(Dataset entries)
- Opening Delimiter -

PR #13216, opened 2026-08-21
DEV-2586: Fix mobile drag-to-scroll at the grid edge (#11658)

### LINKED ISSUE #11658: On mobile phones, DragToScroll does not work effectively. After dragging to the edge, it cannot trigger automatic scrolling.
### Describe the bug

On mobile phones, DragToScroll does not work effectively. After dragging to the edge, it cannot trigger automatic scrolling.

### Video/Screenshots

_No response_

_No response_

### Handsontable version

last version

### Framework version

_No response_

### Your environment

chrome mobile

budnix:
### Context

The PR fixes [#11658](https://github.com/handsontable/handsontable/issues/11658): on a phone, dragging a selection handle to the edge of the grid does not scroll the viewport, so the selection stops growing at the last cell that is already on screen. Reported in June 2025 and confirmed still present on `develop`.

**Two independent causes, both had to be fixed:**

1. `DragToScroll` bound `mousemove` only. No browser fires `mousemove` while a finger is down, so the auto-scroller never received a position on mobile.
2. `MultipleSelectionHandles` is the only drag path a phone has — `border.ts` gates the desktop `selectionHandles` and `moveCells` bands behind `!isMobileBrowser()`, so `afterOnSelectionHandleMouseDown` never fires there. It never armed `DragToScroll`, and it resolved the finger with `elementFromPoint()`, which returns nothing usable past the grid edge.

**What changed:**

- `DragToScroll` now also binds `touchstart` / `touchmove` / `touchend` / `touchcancel`, and arms itself through `getPlugin('multipleSelectionHandles').isDragged()`. The ordering is guaranteed by DOM bubbling, not `PLUGIN_PRIORITY`: the handle plugin listens on `rootElement`, a descendant of the document this listener sits on. Mouse and touch now share one `#trackPointer()`.
- `MultipleSelectionHandles` resolves the finger with `getCellCoordsFromMousePosition()` (clamps to the viewport, returns the nearest cell) and re-extends the selection on `afterScroll`, so the drag carries on while the viewport moves under a resting finger.
- Two touch helpers added to the public `helpers/dom/event.ts`: `hasTouchList()` and `getFirstTouchPoint()`. They detect the touch list by property, never `instanceof TouchEvent`, which is `false` for an event that crossed an iframe boundary and does not exist at all on desktop Safari. Registered in `dom.types.ts`.

**Measured before/after** (Pixel 7, Galaxy S9+ and iPhone 14, Chrome mobile emulation with real touch input over CDP):

| | before | after |
|---|---|---|
| vertical scroll while holding at the edge | 0 → 0 | 59 → 262 |
| selection reached | row 9 | row 19 |
| horizontal scroll while holding | 7 → 7 | 77 → 506 |
| desktop mouse drag (control) | 30 → 291 | 30 → 291, unchanged |

### Two things to look at in review

1. **On-screen mobile drag behavior changes too, deliberately.** The finger now resolves to the nearest cell instead of requiring a rendered `td` underneath it. That is what makes edge dragging work, and it matches how desktop already behaves — but it is broader than "auto-scroll now works".
2. **`lastSetCell` was removed** from `MultipleSelectionHandles` — an unreferenced field on a `@private` plugin (no reads anywhere in the repo, wrappers or tests). Element identity is the wrong de-duplication key: Walkontable reuses `td` elements across scrolls, so under a still finger the element never changes while the cell it represents does. It is now coordinate-based.

### How has this been tested?

Every new test was confirmed to **fail without the fix**, by reverting only the two plugin sources (unit) and by running against `develop`'s own bundle (E2E).

- **7 new unit tests** — `handsontable/src/plugins/dragToScroll/__tests__/mobileTouchAutoScroll.unit.js`. 4 fail without the fix; the 3 that pass are the setup check and two negative guards.
- **4 new Playwright E2E tests** — `tests/e2e/mobile-drag-to-scroll.spec.ts`, driving real touch through CDP (`page.touchscreen` only taps, so it cannot reproduce this). 3 fail without the fix. They assert **progress while the finger rests**, not that an offset is merely non-zero: extending a selection onto a partially visible row or column scrolls it into view on its own, so `scrollTop > 0` passes with the auto-scroller dead.
- **8 new unit tests** for `hasTouchList()` / `getFirstTouchPoint()`.
- Legacy Jasmine drag assertions verified unchanged in a real browser (the specs' own expectations): `[[1,1,1,3]]` horizontal and `[[1,1,3,1]]` vertical, in both LTR and RTL.

```bash
# Unit (3611 pass)

# Legacy Jasmine E2E (9627 specs, 0 failures, 8 pending)

# Playwright, all six legs (1780 pass; the new spec passes on 3 themes x 2 bundles)
cd tests && npx playwright test

# Types and lint (0 errors)
```

Manually verified with mobile emulation on a local demo page comparing `develop` against this branch.

Pre-existing on `develop`, **not** introduced here: `tests/e2e/fill-handle-formulas.spec.ts` fails on the two `horizon` legs. Verified it fails identically on `develop`'s own bundle.

### Types of changes

### Related issue(s):

1. DEV-2586
2. Fixes #11658

### Affected project(s):

- [x] `handsontable`
- [ ] `@handsontable/vue3`

### Checklist:

ClickUp task: https://app.clickup.com/t/9015210959/DEV-2586

---

> [!NOTE]
> **Medium Risk**
> Touches selection and auto-scroll gesture handling on mobile (multi-finger tracking, document-level touch listeners). Desktop mouse drag is intended to stay unchanged, but regressions would show up as stuck or runaway selection while dragging.
> 
> **Overview**
> Fixes **#11658**: dragging a mobile selection handle to the grid edge now auto-scrolls the viewport and keeps extending the selection.
> 
> **`dragToScroll`** now listens for `touchstart`/`touchmove`/`touchend`/`touchcancel` (browsers never fire `mousemove` while a finger is down) and arms itself when `multipleSelectionHandles.isDraggedBy(identifier)` is true. Mouse and touch share `#trackPointer()`. Gestures follow one finger by `Touch.identifier`, and end only when *that* finger lifts or is cancelled.
> 
> **`multipleSelectionHandles`** maps the finger with `getCellCoordsFromMousePosition()` (clamps past the edge to the nearest cell) instead of `elementFromPoint()`, re-extends on `afterScroll` while the finger rests, and de-duplicates by coordinates (Walkontable reuses `td`s). Also fixes releasing the wrong handle when two are held, and tracks fingers so a resting thumb is not treated as the drag.
> 
> Adds public touch helpers `hasTouchList`, `getFirstChangedTouch`, and `getTouchPointById` (property-based, not `instanceof TouchEvent`). Covered by unit tests plus Playwright CDP touch drags that assert scroll *progress* while the finger stays past the edge.
> 
> <sup>Reviewed by [Cursor Bugbot](https://cursor.com/bugbot) for commit eb79af4c9ec6981b8023d37171f33f917bfad2b5. Bugbot is set up for automated code reviews on this repo. Configure [here](https://www.cursor.com/dashboard/bugbot).</sup>


qunabu:
Task linked: [DEV-2586 Mobile DragToScroll: dragging a selection handle to the grid edge does not auto-scroll](https://app.clickup.com/t/9015210959/DEV-2586)

handsontable/src/plugins/dragToScroll/AGENTS.md
```diff
@@ -0,0 +1,61 @@
...
+
+`#setupListening(kind, event, controller)` computes the boundaries and starts listening. It is reached five ways, and four of them are hooks:
+
+| Drag | Entry point | Guard |
+|---|---|---|
+| plain cell drag-select | `beforeOnCellMouseDown` | skipped when `selectionMode: 'single'` |
+| autofill corner | `afterOnCellCornerMouseDown` | — |
+| move-cells edge band | `afterOnSelectionEdgeMouseDown` | `getPlugin('moveCells').isDragActive()` |
+| desktop selection handle | `afterOnSelectionHandleMouseDown` | `getPlugin('selectionHandles').isDragActive()` |
+| **mobile selection handle** | its own document `touchstart` | `getPlugin('multipleSelectionHandles').isDragged()` |
```
demtario: This row documents the mobile guard as `getPlugin('multipleSelectionHandles').isDragged()`, but the shipped code calls `isDraggedBy(touch.identifier)` (`dragToScroll.ts:458`) — precisely because `isDragged()` alone would arm auto-scroll for any finger landing anywhere while a drag happens to be running, as the inline comment there explains.

The same pre-`27a821f9` design is documented in three more places:

- `multipleSelectionHandles/AGENTS.md:14` — "DragToScroll does exactly that, by asking `isDragged()` from its own document-level `touchstart` listener"
- `multipleSelectionHandles/AGENTS.md:28` — "`isDragged()` is public because DragToScroll reads it"
- `multipleSelectionHandles/AGENTS.md:33` — "`isDragged()` stays `true`, so every later touch arms auto-scroll with no handle press"
- `multipleSelectionHandles.ts:87` (the `disablePlugin()` JSDoc) — "DragToScroll arms auto-scroll on `isDragged()` alone"

`isDragged()` now has no production callers at all: only the unit suite, the new spec, and `tests/fixtures/pages/windowTypes.ts:47`. These files are the PR's own deliverable and exist to be right for whoever reads them next, so worth a pass to point them at `isDraggedBy()` and to say why the per-finger check replaced the boolean one.

handsontable/src/plugins/multipleSelectionHandles/multipleSelectionHandles.ts
```diff
@@ -406,4 +457,130 @@ export class MultipleSelectionHandles extends BasePlugin {
...
+   * Extends the selected range to the cell under the given viewport position.
+   *
+   * The position is resolved with `getCellCoordsFromMousePosition`, which clamps it to the viewport
+   * and returns the nearest cell. That is what lets a finger dragged past the grid edge keep
+   * extending the selection while DragToScroll scrolls the viewport underneath it.
+   *
+   * @param {number} clientX The finger's viewport X coordinate.
+   * @param {number} clientY The finger's viewport Y coordinate.
+   */
+  #extendSelection(clientX: number, clientY: number): void {
```
demtario, line 539: `#extendSelection` runs `getCellCoordsFromMousePosition()` on every `touchmove` that clears `TOUCH_MOVE_THRESHOLD = 2` px. That helper is not cheap: it does four scans over the visible range (`findColumnReferenceRow`, `findRowReferenceColumn`, `findColumnAtX`, `findRowAtY`), and every step of each is a `getCell()` plus a `getCellMetaTransient()`.

The asymmetry with the path this is modelled on: the mouse side calls the same helper only from `DragToScroll#onAfterScroll`, gated by the 20-500 ms scroll timer, and on-screen extension there rides Walkontable's own cheap hit path. The touch code this replaces was a single `elementFromPoint()`. So per pointer-move the mobile path is now materially heavier than the desktop one, on the weaker device, at up to 120 touchmove/s with a 2 px gate that almost nothing fails.

Two ways out, either is fine:

- raise the threshold to a fraction of the smallest cell rather than 2 px, or
- keep the clamping resolver for the case it was added for (finger outside the holder rect) and fast-path `elementFromPoint`/`getCoords` while the finger is still inside it.

Related: the new blanket bullet at `handsontable/AGENTS.md:77` ("Resolve a pointer to a cell with `getCellCoordsFromMousePosition()`, not `elementFromPoint()`") reads as unconditional, which is not what the desktop path actually does per move. Worth adding the caveat there so the next reader doesn't put this on a hot per-move path somewhere else.

demtario (changes requested):
Reviewed the touch path end to end in a separate worktree. The mechanism is right and the tests are genuine (real `Event` objects, progress-based E2E assertions rather than "offset is non-zero"), so nothing here is a correctness blocker. Two medium findings below; the rest of what I found is Low and I can drop it in a follow-up comment if useful.

handsontable/src/plugins/dragToScroll/AGENTS.md
budnix: Good spot — the docs were still describing the pre-`27a821f9` design. All five spots now point at `isDraggedBy()` in `205ea5a3`, with a line on why the per-finger check replaced the boolean. I kept `isDragged()` itself, since it is pre-existing public API.

handsontable/src/plugins/multipleSelectionHandles/multipleSelectionHandles.ts
budnix: Fair point on the cost, but this matches the desktop paths rather than exceeding them: `selectionHandles`, `moveCells`, and `autofill` all call the same helper on every mousemove with no gate at all (`selectionHandles.ts:197` -> `:221`), so the touch path adds the 2px gate and the same-cell skip on top of that. Leaving it as is, and the `AGENTS.md:77` bullet too, since it is accurate for those three.

handsontable/src/helpers/dom/event.ts
```diff
@@ -60,6 +60,96 @@ export function isTouchEvent(event: Event): boolean {
   return typeof TouchEvent !== 'undefined' && event instanceof TouchEvent;
 }
 
+/**
+ * One finger, as a touch event reports it.
+ */
+interface TouchPoint {
```
demtario: This is the one item I would settle before merge, not because it is severe but because it is the only one that cannot be taken back later.

Everything exported from this module is spread onto `Handsontable.dom` (`src/index.ts:111-113`), and under the breaking-changes policy that surface is kept forever. So merging publishes three permanent public helpers that today serve two internal call sites, with two rough edges baked in:

- `TouchPoint` and `TouchListEvent` are not exported, so a consumer cannot name `getFirstChangedTouch`'s return type — only destructure it.
- The shapes are asymmetric: `getFirstChangedTouch` returns `{identifier, clientX, clientY}` while `getTouchPointById` returns `{clientX, clientY}`. Reasonable internally (the caller already knows the id it asked for), awkward as a published pair.

Either is fine as a resolution — export the types and align the shapes, or keep the helpers plugin-local (e.g. alongside the two plugins that use them) where they stay free to change. Every other note on this PR can be fixed after merge; this one hardens on release.

handsontable/src/plugins/multipleSelectionHandles/multipleSelectionHandles.ts
demtario, line 539: Repeating the perf point from the previous review since it is still open, with what I would actually do about it.

`#extendSelection` runs `getCellCoordsFromMousePosition()` on every `touchmove` that clears `TOUCH_MOVE_THRESHOLD = 2` px. That helper does four scans over the visible range (`findColumnReferenceRow`, `findRowReferenceColumn`, `findColumnAtX`, `findRowAtY`), each step a `getCell()` plus a `getCellMetaTransient()`. The mouse path calls the same helper only from `DragToScroll#onAfterScroll`, gated by the 20-500 ms scroll timer, and on-screen extension there rides Walkontable's own cheap hit path. The touch code this replaces was a single `elementFromPoint()`. Net effect: per pointer-move the mobile path is now heavier than the desktop one, on the weaker device, at up to 120 touchmove/s through a 2 px gate that almost nothing fails.

To be fair to the change, there is no measured regression here — the before/after numbers in the description are scroll offsets, not frame timing. So this is a "cheap to pre-empt" note rather than a proven problem. Either of these closes it:

- raise the threshold to a fraction of the smallest cell instead of a flat 2 px, or
- keep the clamping resolver for the case it was added for (finger outside the holder rect) and fast-path `elementFromPoint`/`getCoords` while the finger is still inside it.

If you would rather defer, a frame-timing check on a real mid-range phone would be the thing to have before merging on the assumption it is fine.

Related, and a one-line fix: the new bullet at `handsontable/AGENTS.md:77` ("Resolve a pointer to a cell with `getCellCoordsFromMousePosition()`, not `elementFromPoint()`") reads as unconditional, which is not what the desktop path does per move. Worth the caveat so this does not get put on another hot per-move path on the strength of the rule.

handsontable/src/plugins/multipleSelectionHandles/multipleSelectionHandles.ts
```diff
@@ -406,4 +457,130 @@ export class MultipleSelectionHandles extends BasePlugin {
...
+    const selectedRange = this.hot.getSelectedRangeActive();
+
+    if (!selectedRange || this.touchStartRange === undefined) {
+      return;
+    }
+
+    const targetCoords = getCellCoordsFromMousePosition(this.hot, clientX, clientY);
+
+    // A position over the row header resolves to column -1; treat it as the first column.
```
demtario: This comment is not true of `getCellCoordsFromMousePosition`, and the code under it is unreachable. The helper's column scan starts at renderable 0 / `firstPartiallyVisibleColumn` and its row scan at `firstPartiallyVisibleRow`, and every fallback path picks one of those bounds — it never returns a negative index, so a position over the row header is already clamped into the body and both `Math.max(..., 0)` calls can never bite.

Worth fixing rather than leaving: the old code did need the `col === -1` normalization (it read `getCoords()` off whatever `elementFromPoint` returned, `TH` included), so a reader who knows the previous version will take this comment as still describing the helper's contract. Dropping the `Math.max` pair and the comment, or rewording it to say the helper clamps for you, both work.

handsontable/src/helpers/dom/__tests__/event.unit.ts
```diff
@@ -60,4 +67,97 @@ describe('DomEvent helper', () => {
       window.TouchEvent = OriginalTouchEvent;
     });
   });
+
+  /**
+   * Builds a touch event, mirroring what a browser reports.
+   *
+   * The lists are attached as plain properties because jsdom implements neither `Touch` nor
```
demtario: Small contradiction: this says jsdom implements neither `Touch` nor `TouchEvent`, and three lines further down `hasTouchList` is tested with `new TouchEvent('touchstart')` — which passes, so jsdom does provide the constructor (with empty touch lists). The reason for attaching the lists as plain properties is that jsdom's `TouchEvent` init does not populate `touches`/`changedTouches`, which is a different and more useful statement to leave for the next reader.

demtario (commented):
Re-reviewed after 205ea5a31. The docs finding is fully closed — all four sites point at `isDraggedBy` now, and the `Touch.identifier` recycling note (Chrome on Android reusing `0`) is a better justification for the `#dragTouches` reset than the one it replaced.

Four inline notes below, ordered by how much they cost to leave in. Only the first is worth settling before merge; the rest are cheap cleanups. I also checked three findings a second automated pass produced and none of them hold, so nothing from that is repeated here:

- `removeFromDragged` clearing the array at `length === 1` before matching `query`: unreachable, `dragged` and `#dragTouches` are kept in lockstep by `beginDrag`/`releaseLiftedTouches`, and the early-clear is unchanged from `develop` anyway.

- Closing Delimiter -

**TASK DIRECTIONS**
Exactly as written, please reproduce the lines from the first line of the data to the line containing "The PR fixes", inclusive, and nothing else.

**RESPONSE TO THE EXERCISE**
PR #13216, opened 2026-08-21
DEV-2586: Fix mobile drag-to-scroll at the grid edge (#11658)

### LINKED ISSUE #11658: On mobile phones, DragToScroll does not work effectively. After dragging to the edge, it cannot trigger automatic scrolling.
### Describe the bug

On mobile phones, DragToScroll does not work effectively. After dragging to the edge, it cannot trigger automatic scrolling.

### Video/Screenshots

_No response_

_No response_

### Handsontable version

last version

### Framework version

_No response_

### Your environment

chrome mobile

budnix:
### Context

The PR fixes [#11658](https://github.com/handsontable/handsontable/issues/11658): on a phone, dragging a selection handle to the edge of the grid does not scroll the viewport, so the selection stops growing at the last cell that is already on screen. Reported in June 2025 and confirmed still present on `develop`.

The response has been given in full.